- Directed by: Del Lord
- Written by: Del Lord Elwood Ullman
- Produced by: Hugh McCollum
- Starring: Moe Howard Larry Fine Curly Howard Vernon Dent Fred Kelsey Eddie Laughton John Tyrrell
- Cinematography: George Meehan
- Edited by: Henry Batista
- Distributed by: Columbia Pictures
- Release date: March 18, 1944 (U.S.);
- Running time: 16:46
- Country: United States
- Language: English

= Busy Buddies (film) =

1944 film by Del Lord

Busy Buddies is a 1944 short subject directed by Del Lord starring American slapstick comedy team The Three Stooges (Moe Howard, Larry Fine and Curly Howard). It is the 78th entry in the series released by Columbia Pictures starring the comedians, who released 190 shorts for the studio between 1934 and 1959.

==Plot==
The Stooges, proprietors of the Jive Cafe, find themselves grappling with significant financial indebtedness. In a bid to alleviate their financial woes, they reluctantly undertake a secondary occupation, affixing posters for a modest remuneration of one penny per poster. Their attention is captivated by a particular poster advertising a lucrative cow milking competition promising a grand prize of $100.

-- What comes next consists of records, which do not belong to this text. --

PR #81, opened 2021-06-28
Attempt to trigger automounts to find the ESP

### LINKED ISSUE #78: `GetESP` returns an empty string

WhyNotHugo:
Attempt to trigger automounts to find the ESP

The ESP may be an automount partition, so try touching a file in each
candidate location so as to trigger an automounts.

This is the same way systemd attempts to find it:
https://github.com/systemd/systemd/blob/f565b86/src/shared/bootspec.c#L1014-L1018

I've also changed the function to return an error if no ESP is found.
The previous behaviour (an empty string) just results in a crash later
on.

When no ESP is found, the `bundle` command will have no default for the
`esp` flag. Passing an empty string to it as a default results in no
value being show in the output of `--help`.

This seemed like the most reasonable compromise instead of panicking.

Fixes #78

### DIFF
--- a/bundles.go
+++ b/bundles.go
@@ -74,15 +74,18 @@ func GetEfistub() string {
 	return ""
 }
 
-func NewBundle() *Bundle {
-	esp := GetESP()
+func NewBundle() (bundle *Bundle, err error) {
+	esp, err := GetESP()
+	if err != nil {
+		return
+	}
 
 	stub := GetEfistub()
 	if stub == "" {
 		panic("No EFISTUB file found. Please install systemd-boot or gummiboot!")
 	}
 
-	return &Bundle{
+	bundle = &Bundle{
 		Output:         "",
 		IntelMicrocode: "",
 		AMDMicrocode:   "",
@@ -94,6 +97,8 @@ func NewBundle() *Bundle {
 		EFIStub:        stub,
 		ESP:            esp,
 	}
+
+	return
 }
 
 func GenerateBundle(bundle *Bundle) (bool, error) {
--- a/cmd/sbctl/bundle.go
+++ b/cmd/sbctl/bundle.go
@@ -40,7 +40,10 @@ var bundleCmd = &cobra.Command{
 				os.Exit(1)
 			}
 		}
-		bundle := sbctl.NewBundle()
+		bundle, err := sbctl.NewBundle()
+		if err != nil {
+			return err
+		}
 		output, err := filepath.Abs(args[0])
 		if err != nil {
 			return err
@@ -81,7 +84,11 @@ var bundleCmd = &cobra.Command{
 }
 
 func bundleCmdFlags(cmd *cobra.Command) {
-	esp := sbctl.GetESP()
+	esp, err := sbctl.GetESP()
+	if err != nil {
+		logging.Warn("Failed to find ESP: %s", err)
+	}
+
 	f := cmd.Flags()
 	f.StringVarP(&amducode, "amducode", "a", "", "AMD microcode location")
 	f.StringVarP(&intelucode, "intelucode", "i", "", "Intel microcode location")
--- a/sbctl.go
+++ b/sbctl.go
@@ -24,14 +24,27 @@ type LsblkRoot struct {
 	Blockdevices []LsblkEntry `json:"blockdevices"`
 }
 
+var espLocations = []string{
+	"/boot",
+	"/boot/efi",
+	"/efi",
+}
+var ErrNoESP = errors.New("failed to find EFI system partition")
+
 // Slightly more advanced check
-func GetESP() string {
+func GetESP() (string, error) {
 
 	for _, env := range []string{"SYSTEMD_ESP_PATH", "ESP_PATH"} {
 		envEspPath, found := os.LookupEnv(env)
 		if found {
-			return envEspPath
+			return envEspPath, nil
 		}
+	}
+
+	for _, location := range espLocations {
+		// "Touch" a file inside all candiadate locations to trigger an
+		// automount if there's an automount partition.
+		os.Stat(fmt.Sprintf("%s/does-not-exist", location))
 	}
 
 	out, err := exec.Command(
@@ -80,10 +93,10 @@ func GetESP() string {
 			continue
 		}
 
-		return entryToCheck.Mountpoint
+		return entryToCheck.Mountpoint, nil
 	}
 
-	return ""
+	return "", ErrNoESP
 }
 
 func Sign(file, output string, enroll bool) error {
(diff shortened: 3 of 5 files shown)


bundles.go
```diff
@@ -75,7 +75,10 @@ func GetEfistub() string {
 }
 
 func NewBundle() *Bundle {
-	esp := GetESP()
+	esp, error := GetESP()
+	if error != nil {
+		panic(error)
```
Foxboron, line 80: No panics please :)

sbctl.go
```diff
@@ -80,10 +92,10 @@ func GetESP() string {
 			continue
 		}
 
-		return entryToCheck.Mountpoint
+		return entryToCheck.Mountpoint, nil
 	}
 
-	return ""
+	return "", fmt.Errorf("failed to locate ESP. Is it mounted?")
```
Foxboron, line 98: `var ErrNoESP = errors.new("missing EFI system partition")` and `return "", ErrNoESP` then we can give guidance in the top level by matching on the error in `cmd/sbctl/main.go`.

sbctl.go
```diff
@@ -24,16 +24,28 @@ type LsblkRoot struct {
...
 
 	for _, env := range []string{"SYSTEMD_ESP_PATH", "ESP_PATH"} {
 		envEspPath, found := os.LookupEnv(env)
 		if found {
-			return envEspPath
+			return envEspPath, nil
 		}
 	}
 
+	for _, location :=range espLocations {
```
Foxboron, line 43:
```suggestion
	for _, location := range espLocations {
```
Missing space

Foxboron (changes requested):

bundles.go
WhyNotHugo: There's another `panic` two lines down.

Foxboron: Ohno, I thought I had removed all of them! My misake :) sorry!

cmd/sbctl/bundle.go
```diff
@@ -80,8 +83,13 @@ var bundleCmd = &cobra.Command{
 	},
 }
 
-func bundleCmdFlags(cmd *cobra.Command) {
-	esp := sbctl.GetESP()
+func bundleCmdFlags(cmd *cobra.Command) error {
+	esp, err := sbctl.GetESP()
+	if err != nil {
```
WhyNotHugo, line 88: If we fail to auto-detect the `ESP`, then there will be no default value for it when generating bundles.

I think it's the best fallback, since the only other option is to fail completely, and user's won't even be able to see `--help`.

Foxboron: Yep, I agree!

cmd/sbctl/bundle.go
```diff
@@ -80,8 +83,12 @@ var bundleCmd = &cobra.Command{
...
+		logging.Warn("Failed to find ESP: %s", err)
```
Foxboron, line 89: Should be `%w` instead of `%s`

cmd/sbctl/bundle.go
```diff
@@ -80,8 +83,12 @@ var bundleCmd = &cobra.Command{
 	},
 }
 
-func bundleCmdFlags(cmd *cobra.Command) {
-	esp := sbctl.GetESP()
+func bundleCmdFlags(cmd *cobra.Command) error {
```
Foxboron, line 86: Did we need the error signature? It's not really used

cmd/sbctl/bundle.go
WhyNotHugo: Linter doesn't like this.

Promptly seizing the opportunity, Moe and Larry nominate Curly as their representative for the contest and embark on a quest to procure a bovine specimen for practice. Serendipitously, they encounter what they believe to be a cow behind a nearby fence, though it transpires to be a bull. Curly's attempts at milking the bovine prove futile, as he is promptly ejected over a fence on two occasions and later propelled onto a nearby telephone pole.

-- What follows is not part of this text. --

Issue #82, opened 2021-07-14
private keys shouldn't be world-readable


EvilBit:
All key material, including private keys, are created world-readable ([`0644` here](https://github.com/Foxboron/sbctl/blob/78cdabfa6da24e0fb1da84e03d9f74a1d805faf9/keys.go#L90)) at the moment.

Exposing this secret key material to unprivileged users and processes poses a security vulnerability.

On the day of the competition, Curly (dubbed "K. O. Bossy"), finds himself unable to extract even a single drop of milk from the cow's udder. Desperate to salvage the situation, Moe and Larry devise a ruse involving them donning a cow costume while concealing a jug of milk. Their subterfuge appears successful until Curly inadvertently removes the mock udder, resulting in a torrent of milk cascading forth and ultimately leading to his disqualification. Subsequently, during a tumultuous altercation with the contest's victor, the Stooges are unceremoniously ejected from the stage, amid the disapproving jeers of the audience, having been exposed for their attempted deception.

==Production notes==
Busy Buddies was filmed on November 1–5, 1943. The film title is a play on the term "busybodies."

===Curly Howard fades===

By the latter part of 1943, the team had engaged in a ceaseless series of public engagements in aid of the war endeavor. The rigorous itinerary commenced exerting its effects notably on Curly, whose visage, characterized by juvenile attributes, began manifesting signs of fatigue. Notably, Curly had reached the age of 40 on October 22, 1943.